In practice, you’ll rarely construct Series by hand; they appear as columns inside a DataFrame. The quick way to create a small DataFrame is from a dictionary, which maps directly to tibble::tibble():

import numpy as np
num_rows = 5000
rng = np.random.default_rng(seed=7)

buildings = pl.DataFrame({
    "sqft": rng.exponential(scale=1000, size=num_rows),
    "year": rng.integers(low=1995, high=2023, size=num_rows),
    "building_type": rng.choice(["A", "B", "C"], size=num_rows),
})
buildings
shape: (5_000, 3)
sqft year building_type
f64 i64 str
707.529256 1996 "C"
1025.203348 2020 "C"
568.548657 2012 "A"
895.109864 2000 "A"
206.532754 2011 "A"
710.435755 2003 "C"
408.872783 2009 "C"
57.562059 2019 "C"
3728.088949 2020 "C"
686.678345 2011 "C"

This is the Polars equivalent of tibble(sqft = ..., year = ..., building_type = ...).

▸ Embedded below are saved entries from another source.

PR #921, opened 2022-07-21
fix(component): fix worksheet's onError triggering

bc-apostoliuk:
## What? Why?
1. Remove the checking of the condition `invalidCells.length > 0` before triggering `onError`.
2. Add the fix to avoid extra triggering of the `onError` when passing the new items to the `Worksheet` from the outside

This is the same issue as it was with `onChange`: [PR](https://github.com/bigcommerce/big-design/pull/896)

## Testing/Proof

Locally.


jorgemoya (approved):
Great catch!

MariaJose (approved):

bc-juanvasquez (approved):

jorgemoya:
@bc-apostoliuk Do you plan to fix the tests for this? Or figure out why it errors?

PR #927, opened 2022-08-01
feat(component): TableNext - add loadAction prop

MariaJose:
## What?

Add `loadMoreAction` prop in `TableNext` component. This prop accepts an object with the following keys: `isLoading`, `onClick`, `text`, and `showLoadMore`.  This new props is gonna help the user render children rows dynamically and showing loader when doing a request. 

Example how to use this prop:

```tsx
 loadMoreAction:  (parentRowIndex) => {
     // we can identify when not rendering the cell with the button.
     if (//condition goes here) {
        return undefined;
     }
       
       
     return {
        text: displayText(parentRowIndex),
        isLoading: isLoading(parentRowIndex),
        onClick: (event, parentRowIndex) => {
            handleOnClickViewMore(event, parentRowIndex);
        }     
     }
 }
```

## Why?
`helperRowRenderer` prop is not gonna be used anymore, we are gonna use this new prop instead.

https://user-images.githubusercontent.com/39739180/182249517-2a54c28f-2470-47e4-9b5b-9b1e861bb17d.mp4

## Testing/Proof

Locally tested


chanceaclark (approved):
Way better! It's still a little weird how every prop is a function, but would love to know what other people think?

jorgemoya:
> Way better! It's still a little weird how every prop is a function, but would love to know what other people think?

I can see how it can be weird. Maybe allow string on `text` and boolean on `isLoading` and `showMore`?

MariaJose:
> > Way better! It's still a little weird how every prop is a function, but would love to know what other people think?
> 
> I can see how it can be weird. Maybe allow string on `text` and boolean on `isLoading` and `showMore`?

@jorgemoya did you mean something like this?
```
 isLoading: (parentRowIndex: number) => boolean | boolean;
```

bc-juanvasquez:
Either approach seems fine, but I do think we can make the prop name more descriptive such as `loadMoreActionCallbacks` or something similar.  I might prefer the 'function' callback approach because you can short circuit if need be.

bc-juanvasquez (approved):

MariaJose:
> Either approach seems fine, but I do think we can make the prop name more descriptive such as `loadMoreActionCallbacks` or something similar. I might prefer the 'function' callback approach because you can short circuit if need be.

 I think I'm gonna change to the single fn  👍🏼

MariaJose:
♻️

packages/big-design/src/components/TableNext/spec.tsx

DataFrames come with several attributes for exploration:

# Get the number of rows
flights.height
999
# Get the number of columns
flights.width
110
# Get a list of column names
flights.columns[:10]
['Year',
 'Quarter',
 'Month',
 'DayofMonth',
 'DayOfWeek',
 'FlightDate',
 'Reporting_Airline',
 'DOT_ID_Reporting_Airline',
 'IATA_CODE_Reporting_Airline',
 'Tail_Number']
# Get a list of column dtypes
flights.dtypes[:10]
[Int64, Int64, Int64, Int64, Int64, String, String, Int64, String, String]
# Get a Schema object mapping column names to their dtype
flights[:,:10].schema
Schema([('Year', Int64),
        ('Quarter', Int64),
        ('Month', Int64),
        ('DayofMonth', Int64),
        ('DayOfWeek', Int64),
        ('FlightDate', String),
        ('Reporting_Airline', String),
        ('DOT_ID_Reporting_Airline', Int64),
        ('IATA_CODE_Reporting_Airline', String),
        ('Tail_Number', String)])

1.3 Summary

Series and DataFrame are the two fundamental building blocks of Polars. Every operation in the chapters that follow — filtering, grouping, joining, reshaping — is expressed as a method call on one of these objects, chained together to form a readable pipeline. The next chapter puts them to work on a real-world dataset.